Your assignment:
Search the data for the string "currentHtml" and copy each line where it turns up.

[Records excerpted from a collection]

PR #109, opened 2019-01-16
Back and forward buttons for Lean documentation view

EdAyers:
A quick fix for the _Lean Documentation_ panel that presents a back and forward button that allow the user to navigate though the lean prover documentation.

### DIFF
--- a/src/docview.ts
+++ b/src/docview.ts
@@ -11,14 +11,15 @@ export function mkCommandUri(commandName: string, ...args: any): string {
 
 export class DocViewProvider implements Disposable {
     private subscriptions: Disposable[] = [];
-    private currentHtml : string = "";
-    private backstack : string[] = [];
-    private forwardstack : string[] = [];
+    private currentHtml: string = '';
+    private backstack: string[] = [];
+    private forwardstack: string[] = [];
     constructor() {
         this.subscriptions.push(
             commands.registerCommand('lean.openDocView', (url) => this.open(url)),
+            commands.registerCommand('lean.backDocView', () => this.back()),
+            commands.registerCommand('lean.forwardDocView', () => this.forward()),
             commands.registerCommand('lean.openTryIt', (code) => this.tryIt(code)),
-            //commands.registerCommand("workbench.action.navigateBack", () => this.back()),
         );
     }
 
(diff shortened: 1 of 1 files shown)


src/docview.ts
```diff
@@ -69,7 +73,27 @@ export class DocViewProvider implements Disposable {
                 link.attribs.href = mkCommandUri('lean.openDocView', href);
             }
         }
-        this.getWebview().webview.html = $.html();
+        $(`<nav style="box-sizing: border-box; position : sticky; top : 0px; padding : 4px; background : white">
```
gebner: Maybe we could have back/forward as buttons in the title bar instead?  You just need to add the commands to the `editor/title` menu in `package.json`: https://github.com/leanprover/vscode-lean/blob/master/package.json#L358

Then `"when"` clauses are a bit broken since we've switched to webview (from the previous previewHTML command).  For example here they should only show the button on infoview tabs: https://github.com/leanprover/vscode-lean/blob/master/package.json#L375  This does not work now (`resourceScheme` doesn't have the right value).

We'd need to set a context key like the markdown extension now, that indicates whether the docview is active or not: https://github.com/Microsoft/vscode/blob/1b61a70042a75e5f7273227b0974ffef51894adc/extensions/markdown-language-features/package.json#L104-L108 https://github.com/Microsoft/vscode/blob/master/extensions/markdown-language-features/src/features/previewManager.ts#L152-L154

Unfortunately, this option has the disadvantage that you need to click on the docview tab first, otherwise the buttons are not shown.

src/docview.ts
```diff
@@ -69,7 +73,27 @@ export class DocViewProvider implements Disposable {
...
+        <a class="btn" href="${mkCommandUri('lean.backDocView')}">back</a>
+        <a class="btn" href="${mkCommandUri('lean.forwardDocView')}">forward</a>
```
gebner: The `<nav>` bar has the advantage that it is always visible, which is nice.

 * Stylistically, how about `padding: 1ex; text-align: right;` for `<nav>`?
 * The buttons are not visually distinct from the content.  Maybe `border-bottom: 1px solid gray` or something?
 * Can we make the `<nav>` 100% in width?
 * Can we disable the back/forward links if the history is empty?
 * How about arrows in the links, i.e. `← back`, `forward →`?
 * The `<nav>` is shadowed by the `<pre>` blocks.

gebner: LGTM.  I'm not sure if the title bar buttons are worth the trouble since they are only visible when you focus the documentation view.

If you have time, could you look into adding a URL bar?  This was the other feature that [Patrick really missed](https://leanprover.zulipchat.com/#narrow/stream/179818-Lean-Together.202019/topic/Guinea.20pigs.20wanted!/near/154947296).

PR #110, opened 2019-01-17
Update translations.json

jcommelin:
This symbol was locked into core, but was recently liberated. Finally functors will have the symbol they deserve!


gebner:
See [discussion on Zulip](https://leanprover.zulipchat.com/#narrow/stream/113488-general/topic/Vscode.20Translations.20file/near/155356990) and [other discussion](https://leanprover.zulipchat.com/#narrow/stream/116395-maths/topic/refactor.20functor.20notation/near/155361713).

jcommelin:
Ok, so given those discussions maybe this shouldn't be merged. Currently the emacs and VScode `\functor` translations are out of sync. This PR wanted to switch VScode over to the emacs convention. Maybe some emacs user should now attempt the converse direction (-;

fpvandoorn:
I think this can be closed?

Issue #95, opened 2018-10-16
"Install lean using elan" in extra places


khoek:
There is a bug where, when the extension generates any little "popup" box in the bottom corner of the screen (say the warning for the case when leanpkg.path has been updated and you are prompted as to whether you want to reload), "Install lean using elan" is presented as an option.

khoek:
(As opposed to just when lean can't be found by the extension.)

Another case is when lean crashes due to the delivery of a signal, and the extension prompts you to "Restart lean".

bryangingechen:
Thanks for the report; this has been fixed in 8fa6705.

PR #111, opened 2019-02-01
fix: restore functionality to offer to install elan

semorrison:


bryangingechen:
The idea behind setting `hasLean = true` there was to prevent the "install elan" dialogue from popping up unnecessarily (see #95). Ideally it should be at the first location in the code which is unreachable unless a working copy of lean is present (for example, I had thought that if there was no working lean, then by this point execution will have passed to the `catch` block). Where it is now seems to be too early since it prevents the dialog from ever showing up. It could be that this is the wrong approach entirely, but if not, can you check to see if putting that line later on in that block works better?

gebner:
Merging this now since I'm going on vacation tomorrow.  Feel free to submit another PR that fixes this properly.

PR #112, opened 2019-02-01
better fix for the elan prompt

semorrison:
This is a better fix for #95.


bryangingechen:
I just tested this and can confirm this fixes #95.

PR #114, opened 2019-02-13
always display number of goals

bryangingechen:
Re: this suggestion of @jcommelin https://leanprover.zulipchat.com/#narrow/stream/113488-general/topic/VScode.20extension/near/158436337


bryangingechen:
Changed "0 goals\n proof completed" to "goals accomplished" per @jcommelin's suggestion.

PR #116, opened 2019-03-21
fix(offer to install elan)

semorrison:
Sorry this has taken a few attempts. Hopefully this is better tested than the last one.

I've also cleaned up some of the messages, removing redundant information ("Lean: " prefixes in message boxes that say "Lean" anyway) and making the distinction between error messages and advice clearer.


semorrison:
@bryangingechen [confirmed](https://leanprover.zulipchat.com/#narrow/stream/113489-new-members/topic/How.20to.20install.20Lean/near/161321160) that he's tested this PR on windows too.

PR #117, opened 2019-04-01
fix attempts to iterate over "undefined"

bryangingechen:
This PR fixes two error messages that I noticed which arise from attempts to iterate over undefined variables:

In `completion.ts`, sometimes `message.completions` is undefined; I've added a check against this.

In `holes.ts`, when the `LeanHoles` object is constructed, `this.holes` is undefined, leading to an error in `provideCodeActions`. I've initialized it to `[]`.


gebner:
Thank you so much!

PR #118, opened 2019-04-01
feature: display type in status bar item

bryangingechen:
This adds a status bar item (on by default, configurable with `lean.typeInStatusBar`) which displays the type information for the term underneath the cursor.

This addresses [a request](https://leanprover.zulipchat.com/#narrow/stream/113488-general/topic/VScode.20extension/near/161738201) of @jcommelin. 

I first tried implementing this new status bar item in a new class, but I found that the info view provider's frequent server requests were interrupting those made by the new class. So, I've placed this feature in `infoview.ts` so that the status bar item can reuse the info from the requests that are already being made to the lean server.

### DIFF
--- a/README.md
+++ b/README.md
@@ -19,6 +19,7 @@ We currently support a variety of features.
 * Fill in `{! !}` holes using <kbd>ctrl</kbd>+<kbd>.</kbd>
 * Tasks for leanpkg (<kbd>ctrl</kbd>+<kbd>p</kbd> task configure)
 * Tactic state filtering with regex
+* Type of the term under the cursor can be displayed in the status bar
 
 ## Requirements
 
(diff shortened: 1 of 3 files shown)


gebner:
> I first tried implementing this new status bar item in a new class, but I found that the info view provider's frequent server requests were interrupting those made by the new class.

That would have been my first question.  I completely forgot about this server limitation.

I find it a bit irritating to see `Type:` in the status bar even if there is no type at the moment.  How about dropping the `Type:` prefix in this case, or even entirely?

bryangingechen:
Done.

bryangingechen:
One more thing I should point out - if the live updating of the info view is paused, the new status bar item also won't be updated. It should be possible to make the behavior independent, but there would be some additional complexity in `updatePosition`.

jcommelin:
> One more thing I should point out - if the live updating of the info view is paused, the new status bar item also won't be updated. It should be possible to make the behavior independent, but there would be some additional complexity in `updatePosition`.

It might be good to document this in the code.

PR #119, opened 2019-04-14
remove hover decorations on rerender

bryangingechen:
This fixes [an issue](https://leanprover.zulipchat.com/#narrow/stream/113488-general/topic/dreaded.20red.20blocks.20of.20death.20are.20back/near/163319685) reported by @kbuzzard on Zulip: the red blocks which appear when hovering over errors in the info view can get stuck if the code is edited before the mouse is removed.


gebner:
Thanks, this has been bothering me for years now as well!

PR #122, opened 2019-06-10
tactic state colorization fix

bryangingechen:
Fixes a coloring issue reported by @kckennylau [on zulip](https://leanprover.zulipchat.com/#narrow/stream/113488-general/topic/VScode.20extension/near/167727022):


digama0:
how about matching a single word followed by a colon rather than blacklisting certain characters? You missed the {{ bracket as well.

bryangingechen:
A single word won't work since the tactic state sometimes combines multiple variables together if they have the same type, e.g.
Screenshot 2019-06-09 23 32 02

Also I think that blacklisting is used here since in Javascript regexes, "word" characters don't include unicode symbols. I'll add the other brackets shortly.

PR #787, opened 2024-11-20
fix rmm managed memory resource initialization to resolve some intermittent …

eordentlich:
…memory issues

Looks like rmm.reinitialize destroys memory resources assigned to all other devices besides the current device.  This way of initializing as in this PR and doing only once per process avoids this.  I think the intermittent cuda errors were due to hit or miss uses of destroyed resources on the c++ api rmm operations.   So this should address the issue.

Also, in umap, current device was set before the memory resource was initialized.  Needs to be the other way around.

also pin numpy < 1 in readme

### DIFF
--- a/python/src/spark_rapids_ml/utils.py
+++ b/python/src/spark_rapids_ml/utils.py
@@ -144,6 +144,21 @@ def _get_gpu_id(task_context: TaskContext) -> int:
     return gpu_id
 
 
+def _configure_memory_resource(uvm_enabled: bool = False) -> None:
+    import cupy as cp
+    import rmm
+    from rmm.allocators.cupy import rmm_cupy_allocator
+
+    if uvm_enabled:
+        if not type(rmm.mr.get_current_device_resource()) == type(
+            rmm.mr.ManagedMemoryResource()
+        ):
+            rmm.mr.set_current_device_resource(rmm.mr.ManagedMemoryResource())
+
+        if not cp.cuda.get_allocator().__name__ == rmm_cupy_allocator.__name__:
+            cp.cuda.set_allocator(rmm_cupy_allocator)
+
+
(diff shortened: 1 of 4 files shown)


eordentlich:
build

eordentlich:
build

python/src/spark_rapids_ml/utils.py
```diff
@@ -144,6 +144,21 @@ def _get_gpu_id(task_context: TaskContext) -> int:
...
+def _configure_memory_resource(uvm_enabled: bool = False) -> None:
+    import cupy as cp
+    import rmm
+    from rmm.allocators.cupy import rmm_cupy_allocator
+
+    if uvm_enabled:
+        if not type(rmm.mr.get_current_device_resource()) == type(
+            rmm.mr.ManagedMemoryResource()
+        ):
+            rmm.mr.set_current_device_resource(rmm.mr.ManagedMemoryResource())
```
lijinf2, line 156: Looks good.

One question: any idea on the difference of this line compared with "rmm.reinitialize(managed_memory=True)"?

lijinf2 (approved):

python/src/spark_rapids_ml/utils.py
eordentlich: Yes.   rmm.reinitialize also resets memory resources for previously specified devices to default mr's.   This I believe was the source of our problems.  It destroyed the original memory resources, replacing the device to mr mapping to point to the new defaults.  However this is only done on the python side.  On the c++ side, the corresponding map still points to the destroyed mrs (which are the same object), leading to dangling pointers.   So this would lead to undefined behavior in the C++ rmm invocations, if the devices were changing in the same process, like between fit and transform, with python worker reuse on.   The observations and code inspection were consistent with the above.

Answer to this exercise:
-    private currentHtml : string = "";
+    private currentHtml: string = '';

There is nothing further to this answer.